Der Hörspielpreis der Kriegsblinden wird jährlich „für ein von einem deutschsprachigen Sender konzipiertes und produziertes Original-Hörspiel verliehen, das in herausragender Weise die Möglichkeiten der Kunstform realisiert und erweitert.“ Unter den Begriff Original-Hörspiel fällt nicht die bloße Bearbeitung, außer ein Autor arbeitet seinen eigenen Stoff für das andere Medium um oder auf. Das Hörspiel muss im vorausgegangenen Jahr erstmals ausgestrahlt worden sein. Der Preis wird dem Autor bzw. den Autoren zuerkannt.

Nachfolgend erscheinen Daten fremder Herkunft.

PR #542, opened 2017-08-21
Filter query to show only public records

jondoig:
# Overview
Hides records that are not public (i.e. records that should be hidden from the anonymous user).  However, it also hides records with restricted access that should be accessible to the requesting user. 

Tested on Geonode 2.4 but not Geonode master.

# Related Issue / Discussion

Towards a fix for Geonode issue [#1726](https://github.com/GeoNode/geonode/issues/1726).

Works for anonymous CSW requests, but not authenticated requests.

# Contributions and Licensing

- [x] I'd like to contribute a bugfix to pycsw. I confirm that my contributions to pycsw will be compatible with the pycsw license guidelines at the time of contribution.

### DIFF
--- a/pycsw/plugins/repository/odc/odc.py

Für den Hörspielpreis der Kriegsblinden darf jede öffentlich-rechtliche Rundfunkanstalt zwei Hörspiele einreichen. Seit 2006 sind auch die öffentlich-rechtlichen Rundfunkanstalten Österreichs und der Schweiz dabei. Auch die Jurymitglieder können Hörspiele vorschlagen. Der Name des Preises stand wiederholt zur Diskussion. Der Bund der Kriegsblinden gab 2006 an, so lange wie möglich daran festhalten zu wollen.[1]

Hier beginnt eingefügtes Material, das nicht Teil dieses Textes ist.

PR #547, opened 2017-10-30
Docker documentation update

ricardogsilva:
# Overview

This PR adds documentation on how to use pycsw's official Docker image, which has recently been merged with #534 

# Related Issue / Discussion

#530  
#534 

# Additional Information

# Contributions and Licensing

(as per https://github.com/geopython/pycsw/blob/master/CONTRIBUTING.rst#contributions-and-licensing)

- [x] I'd like to contribute [feature X|bugfix Y|docs|something else] to pycsw. I confirm that my contributions to pycsw will be compatible with the pycsw license guidelines at the time of contribution.
- [x] I have already previously agreed to the pycsw Contributions and Licensing Guidelines

PR #534, opened 2017-06-14
Adds a Dockerfile to pycsw repo

ricardogsilva:
## Overview

This PR adds a `Dockerfile` to pycsw.
This work may be continued afterwards in order to enable automated builds on docker hub.

## Related Issue / Discussion

- #530 
- [pycsw dev meeting from 2017-06-12](https://github.com/geopython/pycsw/wiki/Meetings-2017-06-12)

## Contributions and Licensing

(as per https://github.com/geopython/pycsw/blob/master/CONTRIBUTING.rst#contributions-and-licensing)

- [x] I have already previously agreed to the pycsw Contributions and Licensing Guidelines

Issue #530, opened 2017-06-09
provide a canonical Docker image


tomkralidis:
# Description
Provide a Docker setup in master which installs pycsw master with all dependencies.  Publish/configure to https://hub.docker.com/r/geopython/pycsw/

# Environment

- operating system:
- Python version:
- pycsw version:
- source/distribution
  - [x] git clone
  - [ ] DebianGIS/UbuntuGIS
  - [ ] PyPI
  - [ ] zip/tar.gz
  - [ ] other (please specify):
- web server
  - [ ] Apache/mod_wsgi
  - [ ] CGI
  - [ ] other (please specify): 

# Steps to Reproduce

# Additional Information

ricardogsilva:
@tomkralidis 
It seems that I cannot create an automated build on dockerhub, even if I am on pycsw's team. Perhaps you have to do it. Maybe I'll be able to tweak it once it is created?

Anyway, now that the PR is merged, when you have the time please create an automated build on dockerhub for pycsw. We could also do it together if you prefer

tomkralidis:
@ricardogsilva.  I deleted the project on Dockerhub and re-created via creating an automated build, which seems to have worked. I added team permissions again so you should have access to adjust build settings/etc.

ricardogsilva:
@tomkralidis thanks for that.

I still cannot do anything on docker hub though (besides seeing the repository). Must have something to do with the way docker hub assigns permissions - they are probably based on the github's repo permissions.

It would be good to configure the automated builds to:

* Build a new image with the `latest` tag whenever there is a push to `master` - This is probably already configured by dockerhub when the automated build was created
* Build a new image whenever a new tag is pushed to pycsw's repo, which will make our releases automatically available as docker images - this must be configured by us (@tomkralidis). It is fairly easy too. Just go to `Build Settings` and add a new build setting of type `Tag` (the other fields can be left as blank)

tomkralidis:
@ricardogsilva mea culpa.  Try again?

ricardogsilva:
@tomkralidis yes, I have access now. I've configured the build settings as described above. I'll proceed to add some docs on docker usage (I'll submit a PR with that) and after that we may close this issue

tomkralidis:
@ricardogsilva / @kalxas are we good to close this one?

kalxas:
+1 to close

PR #548, opened 2017-11-05
Dockerfile improvements

ricardogsilva:
# Overview

This PR improves the existing `Dockerfile` by adding a few missing stuff from the first implementation. Namely:

- Addition of a `--reload` flag that makes the web server automatically reload whenever the code changes. This is only useful for development purposes, as it simplifies the dev workflow;
- Usage of python's `os.execlp` function, which behaves similarly to bash's `exec`. This causes the entrypoint script to be replaced by the web server (in this case gunicorn) in such a way that the same environment and PID is used. This effectively means that gunicorn is now PID1 of the docker container, making it easier to interact with it. It also means that a running pycsw container will now exit cleanly without errors when it is stopped or removed.

# Related Issue / Discussion
#530  
#534

# Additional Information

I have another also PR #547, which is related to this one. It adds documentation on how to use the docker image.

# Contributions and Licensing

### DIFF
--- a/requirements-dev.txt
+++ b/requirements-dev.txt
@@ -8,5 +8,4 @@ pytest==3.0.3
 pytest-cov==2.4.0
 pytest-flake8==0.8.1
 pytest-timeout==1.2.0
-requests==2.10.0
 sphinx
--- a/docker/entrypoint.py
+++ b/docker/entrypoint.py
@@ -43,7 +43,7 @@ import logging
 import os
 from six.moves.configparser import SafeConfigParser
 from six.moves.configparser import NoOptionError
-from subprocess import call
+import sys
 from time import sleep
 
 from sqlalchemy import create_engine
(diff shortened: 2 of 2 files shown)


ricardogsilva:
It seems I've messed up this PR with the documentation one #547. Sorry about that. 
Let me try to clean things up.

ricardogsilva:
OK, all good now. Please review at your convenience.

tomkralidis:
+1

requirements-dev.txt
```diff
@@ -8,5 +8,4 @@ pytest==3.0.3
 pytest-cov==2.4.0
 pytest-flake8==0.8.1
 pytest-timeout==1.2.0
-requests==2.10.0
```
kalxas: is this removal related to this PR?

ricardogsilva: Actually (and strangely) yes it is.

The `requests` dependency does not seem to be needed for pycsw - I've done some grepp'ing in the codebase and I don't think we are using it anywhere (I might be wrong though).
 
In addition to that (and hence why it is related here), the gunicorn wsgi server, which is being used in the docker image, depends on a more recent version of requests. 
When I was testing the workflow for getting a development environment based on docker (as described in the docs on the other PR) I realized that when one would do 

```
pip install -r requirements-dev.txt
```

inside a running container it would uninstall the version of requests required by gunicorn and downgrade it to the one pinned in our requirements-dev.txt. This would lead to a crash in gunicorn when reloading/restarting the server's worker processes.

kalxas: thanks!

Seit 2012 wird nicht mehr nur ein Preisträger gekürt, sondern im Vorfeld der eigentlichen Preisverleihung werden drei Nominierungen ausgesprochen.

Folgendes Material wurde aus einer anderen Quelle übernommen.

PR #555, opened 2017-11-12
update requirements versions, add Python 3.7 to Travis

tomkralidis:
# Overview
- unpegs requirements versions
- adds 3.7 to Travis testing
- drops 2.7 testing as a Travis `allow_failures`

# Related Issue / Discussion

# Additional Information

# Contributions and Licensing


tomkralidis:
@ricardogsilva any advice on how to fix the test failures?  They work on my env (2.7), but I can't see what the errors actually are on Travis.

.travis.yml
```diff
@@ -2,7 +2,7 @@ language: python
 
 cache: pip
 
-dist: trusty
+dist: xenial
```
ricardogsilva: AFAIK travis does not have a `xenial` image. According to their [docs](https://docs.travis-ci.com/user/reference/overview/) only precise and trusty are available. Also the [test's logs](https://travis-ci.org/geopython/pycsw/jobs/306947343#L9) show that in fact trusty is being used and not xenial. So this should be reverted back to trusty` it seems.

.travis.yml
```diff
@@ -32,21 +32,21 @@ jobs:
       python: "2.7"
       env: TOXENV=py27-sqlite
       install: pip install codecov tox
-      script: tox -- --exitfirst -m functional -k 'not harvesting'
+      script: tox -- --exitfirst -m functional -k 'not harvesting' --functional-prefer-diffs
```
ricardogsilva: Didn't we agree that the `--functional-prefer-diffs` flag was not to become the default behaviour for tests? If so I don't think it should be set on Travis either, since these are our default CI tests.

ricardogsilva:
@tomkralidis 
I did some initial investigation on this. Some remarks:

- I also get these errors on my local env (which is a docker container, like the one described in [pycsw's docs](http://docs.pycsw.org/en/latest/docker.html#setting-up-a-development-environment-with-docker)
- Strangely the diff printing does not show anything -  I did not dig into this yet
- When I run the tests without the `--functional-prefer-diffs` flag this concrete test is actually not failing. There are errors in other tests though;
- From what I could gather it seems that errors show up in tests that are verifying exceptions. I'd say that probably lxml or some other dependency that you're trying to update with this PR is making the exception text be different now and that is throwing the errors. This goes to show that the functional tests are perhaps too brittle. IMHO we should not be comparing things so closely (i.e. matching the exact text that is shown after an exception is raised), but rather do a more semantic comparison (in this case just verifying that the response is an ExceptionReport with the correct code and locator would be enough). I understand that what I am proposing would require a big refactoring of the functional tests and is not feasible for now though
- Running all tests (except harvesting) without the `--functional-prefer-diffs` flag I get 431 passes and 4 fails.
- When I run them with `--functional-prefer-diffs` I get 428 passes and 7 fails.
- It seems to me that we should not set `--functional-prefer-diffs` flag on Travis. From our previous discussion I understood that this flag was not to be the default behaviour and in accordance to that it should also not be enabled on our main CI tests I guess. I also consider XML canonicalization to be a superior method of comparison in this case.

I can try to dig a bit on the wierd behaviour of not showing any difference in the specific test that is failing but I admit I'm not too familiar with how python's `difflib` works so perhaps you might also lend a hand with this?

In a more pragmatic approach, it seems to me that in order to fix the missing tests one would need to:

- drop the `--functional-prefer-diffs` flag from travis
- hunt down the exception messages of the failing tests, compare them with the expected values and update as needed

.travis.yml
tomkralidis: @ricardogsilva agree/+1.  I turned these on temporarily to try to see what the error was (my local built fine).

.travis.yml
tomkralidis: Thanks @ricardogsilva; reverted.

tomkralidis:
Update: I've done the following:

- unpegged versions in `requirements.txt`
- update Travis build to xenial
- added Python 3.7

Everything works/passes except for 2.7.  Errors are rooted in different lxml error messages between Python 2.7 and 3.x.  I've emailed the lxml mailing list for guidance.

If we are still stuck, the following options exist:
- emit deeper error messages only to logs and keep error messages short/consistent to pycsw messaging (i.e. "Invalid XML document")
- drop support for 2.7 testing in Travis
- something else?

.travis.yml
tomkralidis: Update: Travis now has a xenial image, reverted back.  This helps with Python 3.7 testing.

kalxas:
The question is if tests are still working in Python 2.7
I would not mind dropping Travis + Python 2.7 but I would hesitate dropping Python 2.7 completely.

tomkralidis:
We can stop testing Python 2.7 in Travis.  Note we would **not** remove any code which may be Python 2.7 related.

Another option is to use Travis' `allow_failures` option which would always tests on 2.7, but do not count in the assessment of the build.  This would allow us to keep testing 2.7 and only inspect when needed.

tomkralidis:
I tested `allow_failures` and this seems to work: https://travis-ci.org/geopython/pycsw/builds/501641999

Are folks ok with this approach?  If yes I'll clean up this PR.

kalxas:
I am ok with this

Die Zusammensetzung der Jury hat sich im Laufe der Jahre mehrmals geändert. Nach den derzeit gültigen Statuten[2] besteht sie aus sieben Kritikern/Kulturschaffenden, die von der Film- und Medienstiftung NRW berufen werden; sieben Kriegsblinden, die vom Bund der Kriegsblinden berufen werden, und der/dem Juryvorsitzenden. Langjähriger Vorsitzender der Jury, der auch der Hörspielexperte Werner Klippert von 1959 bis 1965[3] angehörte, war der Initiator des Preises Friedrich Wilhelm Hymnen. Ihm folgten der Medienjournalist Uwe Kammann (1996 bis 2001), der Literaturwissenschaftler Jörg Drews und die Schriftstellerin Anna Dünnebier. Zurzeit fungiert die Kulturwissenschaftlerin Gaby Hartel als Juryvorsitzende.
Die Jurysitzung findet im jährlichen Wechsel in einer der beteiligten Rundfunkanstalten statt.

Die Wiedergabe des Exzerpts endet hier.